The Biodynamic Winter Intensives were held at the Nature Institute and Hawthorne Valley Farm during the weeks of February 8-12 and 15-19. Jonathan Code from Crossfields Institute International, based in Stroud in England, joined the faculty for the second of the two weeks. Jonathan co-directs a distance-learning, postgraduate course called Researching Holistic Approaches to Agroecology, which supports research and inquiry into a variety of approaches to land stewardship and social development related to agroecological initiatives. The course currently supports students in Canada, the US, England, Malawi, and Denmark and is enrolling now for the autumn 2016. Biodynamics features as one of the strands of the course.

By Jonathan Code

I landed back in the UK from the recent Hawthorne Valley winter intensives to find a real buzz in the UK biodynamic world sparked by a royal endorsement for biodynamics. HRH Prince Charles recorded a ten-minute video that was shown at an Italian biodynamic conference in mid-February, and links to that video were landing in my inbox from all directions. It is clearly significant when a public figure of this standing speaks openly for biodynamics and acknowledges the importance of Rudolf Steiner’s impetus for a new agriculture and also the current developments in this realm. This is good news.

It will, however, also be interesting to see what follows from this short video. It has clearly given great encouragement for those working with biodynamics, at least from what I can see here in the UK. It will, of course – due to the speaker’s public profile – also stimulate questions for many people unfamiliar with biodynamics, who may be hearing about it for the first time from this prominent public figure.

What is this thing called biodynamics? Is it a method? A movement? A worldview?

Questions such as these – and many others – arose during the winter intensive from a very dynamic and diverse group of participants, some new to biodynamics and some deeply steeped in its study and practice. Our approach to these questions in the brief week we had together was to allow them to be distilled through facilitated social process, where they were cultivated and nurtured in dialogue and in silent reflection. We pondered the realm of the stars, soils, and plants and their mutual interactions through presentations. We also explored experiential approaches to engaging these subjects through "trying on" different lenses, or ways of knowing, as availed by the alchemical worldview and contemporary holistic perspectives on science.
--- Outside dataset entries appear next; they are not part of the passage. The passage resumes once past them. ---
PR #5963, opened 2023-09-20
[Parser] Parse if-else in the new wat parser and IRBuilder

tlively:
Parse both the straight-line and folded versions of if, including the
abbreviations that allow omitting the else clause. In the IRBuilder, generalize
the scope stack to be able to track scopes other than blocks and add methods for
visiting the beginnings of ifs and elses.

### DIFF
--- a/scripts/gen-s-parser.py
+++ b/scripts/gen-s-parser.py
@@ -712,6 +712,8 @@ def instruction_parser(new_parser=False):
     trie = Node()
     inst_length = 0
     for inst, expr in instructions:
+        if new_parser and inst in {"then", "else"}:
+            continue
         inst_length = max(inst_length, len(inst))
         trie.insert(inst, expr)
 
--- a/scripts/gen-s-parser.py
+++ b/scripts/gen-s-parser.py
@@ -713,6 +713,7 @@ def instruction_parser(new_parser=False):
     inst_length = 0
     for inst, expr in instructions:
         if new_parser and inst in {"then", "else"}:
+            # These are not real instructions! skip them.
             continue
         inst_length = max(inst_length, len(inst))
         trie.insert(inst, expr)
--- a/src/parser/contexts.h
+++ b/src/parser/contexts.h
@@ -312,7 +312,12 @@ struct NullInstrParserCtx {
   InstrT makeBlock(Index, std::optional<Name>, BlockTypeT) {
     return Ok{};
   }
-  InstrT finishBlock(Index, InstrsT) { return Ok{}; }
+  template<typename BlockTypeT>
+  InstrT makeIf(Index, std::optional<Name>, BlockTypeT) {
+    return Ok{};
+  }
+  InstrT visitEnd(Index, InstrsT) { return Ok{}; }
+  InstrT visitElse(Index) { return Ok{}; }
 
   InstrT makeUnreachable(Index) { return Ok{}; }
   InstrT makeNop(Index) { return Ok{}; }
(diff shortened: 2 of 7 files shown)


tlively:
* main
  * **PR #5963** <a href="https://app.graphite.dev/github/pr/WebAssembly/binaryen/5963" target="_blank">Graphite</a>  👈

This comment was auto-generated by [Graphite](https://app.graphite.dev/github/pr/WebAssembly/binaryen/5963?utm_source=stack-comment).

kripken (commented):
Can you explain the folded (required, not required etc.) stuff?

tlively:
> Can you explain the folded (required, not required etc.) stuff?

We have normal `instrs(Ctx&)` that parses an arbitrary sequence of instructions, including both the folded and unfolded formats, even when the formats are interleaved. The text format for folded ifs requires that the condition be a folded instruction, though, so it is not allowed to include unfolded instructions or multiple top-level folded instructions. It would be cleaner overall to split the parsing of a single tree of folded expressions into a separate function, but that would require a larger refactoring. I'm working on it as a follow-up.

scripts/gen-s-parser.py
```diff
@@ -712,6 +712,8 @@ def instruction_parser(new_parser=False):
     trie = Node()
     inst_length = 0
     for inst, expr in instructions:
+        if new_parser and inst in {"then", "else"}:
+            continue
```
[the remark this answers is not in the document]
kripken: Got it, thanks. Maybe a comment here?

src/parser/parsers.h
```diff
@@ -48,11 +48,14 @@ MaybeResult<typename Ctx::InstrT> unfoldedBlockinstr(Ctx&);
 template<typename Ctx> MaybeResult<typename Ctx::InstrT> blockinstr(Ctx&);
 template<typename Ctx> MaybeResult<typename Ctx::InstrT> plaininstr(Ctx&);
 template<typename Ctx> MaybeResult<typename Ctx::InstrT> instr(Ctx&);
-template<typename Ctx> Result<typename Ctx::InstrsT> instrs(Ctx&);
+template<typename Ctx>
+Result<typename Ctx::InstrsT> instrs(Ctx&, bool requireFolded = false);
```
kripken, line 52: Maybe this bool could be an enum?

kripken (approved):
lgtm with whichever of the last suggestions makes sense to you.

src/wasm/wasm-ir-builder.cpp
```diff
@@ -282,18 +282,26 @@ Result<> IRBuilder::visitArrayNew(ArrayNew* curr) {
...
+Result<> IRBuilder::visitIfStart(If* iff, Name label) {
+  auto cond = pop();
+  CHECK_ERR(cond);
+  iff->condition = *cond;
+  scopeStack.push_back(ScopeCtx::makeIf(iff, label));
+  return Ok{};
+}
+
+Result<Expression*> IRBuilder::finishScope(Block* block) {
+  if (scopeStack.empty() || scopeStack.back().isNone()) {
```
ashleynh, line 298: So in the case where I want to outline a sequence of 4 instructions, let's say all of them i32.const, I would need to call makeBlockStart() first? To be on the safe side, should I always intend to create a block for the sequence to be outlined so that the scopeStack is not empty (or doesn't have a last value of none)?

ashleynh (approved):

src/parser/contexts.h
```diff
@@ -994,10 +999,20 @@ struct ParseDefsCtx : TypeParserCtx<ParseDefsCtx> {
...
-  Result<> finishBlock(Index pos, InstrsT) {
+  Result<> makeIf(Index pos, std::optional<Name> label, HeapType type) {
+    // TODO: validate labels?
+    // TODO: Move error on input types to here?
+    return withLoc(
+      pos,
+      irBuilder.makeIf(label ? *label : Name{}, type.getSignature().results));
+  }
+
+  Result<> visitEnd(Index pos, InstrsT) {
```
ashleynh, line 1010: same point Alon made above, move visitEnd to be after makeBlock?

src/wasm/wasm-ir-builder.cpp
tlively: If you want those four i32.const instructions to be inside a block, then you would call either `visitBlockStart` or `makeBlock`, then `visit` on each of the i32.const instructions, then `visitEnd`. But if you're outlining the four instructions, then you may not know in advance whether you need a block, since it depends on whether you end up with one top-level instruction or multiple 🤔 

I think the best thing for me to do will be to add function scope contexts (which I'm realizing we need anyway for branches to top-level function scopes) so you can call `visitFunctionStart` at the beginning of a function (instead of `setFunction`) and `visitEnd` at the end of the function, which will then handle setting the function body for you.

src/parser/contexts.h
tlively: I think I ended up doing this later in this change of PRs, so I'll leave it for now to reduce churn.

PR #5968, opened 2023-09-21
NameTypes and TypeSSA : Prefer _ over $ in names, and lint away _N suffixes

kripken:
Apparently `$N` (e.g. `FooClass$5`) is a convention in Java for anonymous classes, so our
`$N` that we use to disambiguate could be confusing. As the way we disambiguate does
not matter, switch to using `_N`. This PR does that in both `TypeSSA` and `NameTypes`.

Also make `NameTypes` "lint" names as it goes. That pass tries to give types nice names,
leaving existing ones that seem ok, and renaming long or unnamed ones. This PR makes
it aware of the `_N` notation and it tries to remove it, if removing it does not cause a
collision. An example of how that helps is if TypeSSA creates a subtype `$Foo_0` and then
we manage to remove `$Foo`, then we can use the shorter name for the subtype.

### DIFF
--- a/src/passes/NameTypes.cpp
+++ b/src/passes/NameTypes.cpp
@@ -50,7 +50,7 @@ struct NameTypes : public Pass {
     // "Lint" the names a little. In particular a name with a "_7" or such
     // suffix, as TypeSSA creates, can be removed if it does not cause a
     // collision. This keeps the names unique while removing 'noise.'
-    for (auto& [type, names] : module->typeNames) {
+    for (auto& [_, names] : module->typeNames) {
       std::string name = names.name.toString();
       while (name.size() > 1 && isdigit(name.back())) {
         name.pop_back();
--- a/src/passes/NameTypes.cpp
+++ b/src/passes/NameTypes.cpp
@@ -34,13 +34,33 @@ struct NameTypes : public Pass {
     // Find all the types.
     std::vector<HeapType> types = ModuleUtils::collectHeapTypes(*module);
 
+    std::unordered_set<Name> used;
+
     // Ensure simple names. If a name already exists, and is short enough, keep
     // it.
     size_t i = 0;
     for (auto& type : types) {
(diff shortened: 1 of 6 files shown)


kripken:
Hmm, test error looks like nondeterminism, so there is more work to be done here.

kripken:
Looks ready now.

src/passes/NameTypes.cpp
```diff
@@ -34,13 +34,36 @@ struct NameTypes : public Pass {
...
+    std::unordered_set<Name> used;
+
     // Ensure simple names. If a name already exists, and is short enough, keep
     // it.
     size_t i = 0;
     for (auto& type : types) {
       if (module->typeNames.count(type) == 0 ||
           module->typeNames[type].name.size() >= NameLenLimit) {
-        module->typeNames[type].name = "type$" + std::to_string(i++);
+        module->typeNames[type].name = "type_" + std::to_string(i++);
```
tlively, line 45: I guess `type_0` will be linted to `type`. Is it worth special-casing "type" to avoid that?

tlively (approved):
LGTM % comment

src/passes/NameTypes.cpp
kripken: I don't see why? I feel like I'm not seeing what you find wrong with that linting...

tlively: I guess it's a more general QoL issue: if there is `somename_X` and `somename_Y`, there's not a principled way to determine which one deserves to be improved to `somename`. I would have a slight preference for improving neither in that case, but improving one arbitrarily also seems reasonable.

kripken: I see now, thanks. Yeah, maybe in some cases it might be better to avoid linting either name. I think in most cases however it will be worth it. Anyhow, if there's feedback on this we can iterate more later.

PR #5970, opened 2023-09-25
[Parser] Parse labels and br

tlively:
The parser previously parsed labels and could attach them to control flow
structures, but did not maintain the context necessary to correctly parse
branches. Support parsing labels as both names and indices in IRBuilder,
handling shadowing correctly, and use that support to implement parsing of br.

### DIFF
--- a/src/parser/contexts.h
+++ b/src/parser/contexts.h
@@ -940,9 +940,7 @@ struct ParseDefsCtx : TypeParserCtx<ParseDefsCtx> {
     return name;
   }
 
-  Result<Index> getLabelFromIdx(uint32_t idx) {
-    return idx;
-  }
+  Result<Index> getLabelFromIdx(uint32_t idx) { return idx; }
 
   Result<Index> getLabelFromName(Name name) {
     return irBuilder.getLabelIndex(name);
--- a/src/parser/contexts.h
+++ b/src/parser/contexts.h
@@ -279,6 +279,7 @@ struct NullInstrParserCtx {
   using GlobalIdxT = Ok;
   using MemoryIdxT = Ok;
   using DataIdxT = Ok;
+  using LabelIdxT = Ok;
 
   using MemargT = Ok;
 
@@ -298,6 +299,8 @@ struct NullInstrParserCtx {
   MemoryIdxT getMemoryFromName(Name) { return Ok{}; }
   DataIdxT getDataFromIdx(uint32_t) { return Ok{}; }
   DataIdxT getDataFromName(Name) { return Ok{}; }
+  LabelIdxT getLabelFromIdx(uint32_t) { return Ok{}; }
+  LabelIdxT getLabelFromName(Name) { return Ok{}; }
 
   MemargT getMemarg(uint64_t, uint32_t) { return Ok{}; }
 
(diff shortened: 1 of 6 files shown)


tlively:
* main
  * **PR #5970** <a href="https://app.graphite.dev/github/pr/WebAssembly/binaryen/5970" target="_blank">Graphite</a>  👈

This comment was auto-generated by [Graphite](https://app.graphite.dev/github/pr/WebAssembly/binaryen/5970?utm_source=stack-comment).

tlively:
@ashleynh, would you have time to review this today (Friday)? Happy to answer any questions you have about the code.

src/parser/contexts.h
```diff
@@ -936,6 +940,12 @@ struct ParseDefsCtx : TypeParserCtx<ParseDefsCtx> {
     return name;
   }
 
+  Result<Index> getLabelFromIdx(uint32_t idx) { return idx; }
```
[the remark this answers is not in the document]
tlively: Yep, pretty much. The general pattern here is that the parser functions have `Ctx` template parameters and whenever they need to actually get a representation of some parsed data, they use representation types defined in the `Ctx` and call methods defined in the `Ctx`. In this `ParseDefsCtx`, we represent label indexes as `Index`, but up above in the `NullInstrParserCtx` we represent them as `Ok`, i.e. we don't really represent them at all. Since the representations are different for different parser contexts, we need to call into the contexts to produce them, even if that's trivial. We definitely hope that the compiler will inline these calls.

src/wasm-ir-builder.h
```diff
@@ -310,12 +349,24 @@ class IRBuilder : public UnifiedExpressionVisitor<IRBuilder, Result<>> {
     return scopeStack.back();
   }
 
+  Result<ScopeCtx*> getScope(Index label) {
+    Index numLabels = scopeStack.size();
+    if (!scopeStack.empty() && scopeStack[0].isNone()) {
```
ashleynh, line 354: What are the cases when a ScopeCtx has a type of None?

src/wasm-ir-builder.h
```diff
@@ -211,25 +220,29 @@ class IRBuilder : public UnifiedExpressionVisitor<IRBuilder, Result<>> {
...
       return ScopeCtx(BlockScope{block});
     }
-    static ScopeCtx makeIf(If* iff, Name label = {}) {
-      return ScopeCtx(IfScope{iff, label});
+    static ScopeCtx makeIf(If* iff, Name originalLabel = {}) {
+      return ScopeCtx(IfScope{iff, originalLabel});
     }
-    static ScopeCtx makeElse(If* iff, Name label = {}) {
-      return ScopeCtx(ElseScope{iff, label});
+    static ScopeCtx makeElse(If* iff, Name originalLabel, Name label) {
```
ashleynh, line 244: what's the relationship between the originalLabel and the label?

ashleynh (approved):

src/wasm-ir-builder.h
tlively: Yes, exactly 👍

src/wasm-ir-builder.h
tlively: This would be the case when parsing a global initializer or any other code that does not appear inside a function.

PR #5971, opened 2023-09-25
Outlining Test Improvements

ashleynh:
Abstracts repeat code

### DIFF
--- a/test/gtest/stringify.cpp
+++ b/test/gtest/stringify.cpp
@@ -2,6 +2,8 @@
 #include "passes/stringify-walker.h"
 #include "print-test.h"
 #include "support/suffix_tree.h"
+#include "wasm-io.h"
+#include <iostream>
 
 using namespace wasm;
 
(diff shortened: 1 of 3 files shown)


test/gtest/stringify.cpp
```diff
@@ -161,14 +161,18 @@ static auto dupModuleText = R"wasm(
    )
   )wasm";
 
+std::vector<uint32_t> hashStringifyModule(Module* wasm) {
+  HashStringifyWalker stringify = HashStringifyWalker();
+  stringify.walkModule(wasm);
+  return std::move(stringify.hashString);
```
kripken, line 167: Is the `move` here just for efficiency? Then as this is test code it's probably fine without it to keep things simpler.

(If we did care about speed we could also use `move` below in `repeatSubstrings` but it feels unnecessary in both places, to me.)

kripken (approved):

test/gtest/stringify.cpp
ashleynh: ah, thanks for noticing! I do want it in both places :)

ashleynh: oh, interesting. when I do std::move in repeatSubstrings, I get `error: moving a local object in a return statement prevents copy elision`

I hope we were able to cultivate these questions, to allow them to grow further, and I know that I came back with deeper ones myself. A really precious gift for me from this week at Hawthorne Valley, alongside the meetings and new connections made, was to experience deeply something that I just don’t get here in the UK. Bitter cold, wind chill, crunch of snow underfoot, deep blue sky, and sunlight amplified by the crystalline carpet underfoot. An experience that went deeply into my bones. Though this was followed promptly by a spike in temperature, which dissolved everything in the space of a day – what better way to engage the polarities inherent in the agriculture course than this?

Jonathan Code is a lecturer with Crossfields Institute International. He helps run the MA Researching Holistic Approaches to Agroecology and the BA Philosophy, Arts, and Social Entrepreneurship. Jonathan has a deep interest in consciousness studies, western esotericism, the natural sciences, and education. These interests informed both his bachelor’s degree (Intregral Studies, CIIS, California) and his M. Ed (Social and Environmental Education, RSUC Oslo). Jonathan has taught practical chemistry, phenomenology, and nature study to learners of all ages for many years, and he continues to contribute to adult and higher education initiatives both in the UK and abroad. Jonathan teaches in biodynamic education programs in the UK and abroad. Jonathan's book Muck and Mind: Encountering Biodynamic Agriculture is published by Lindisfarne Press.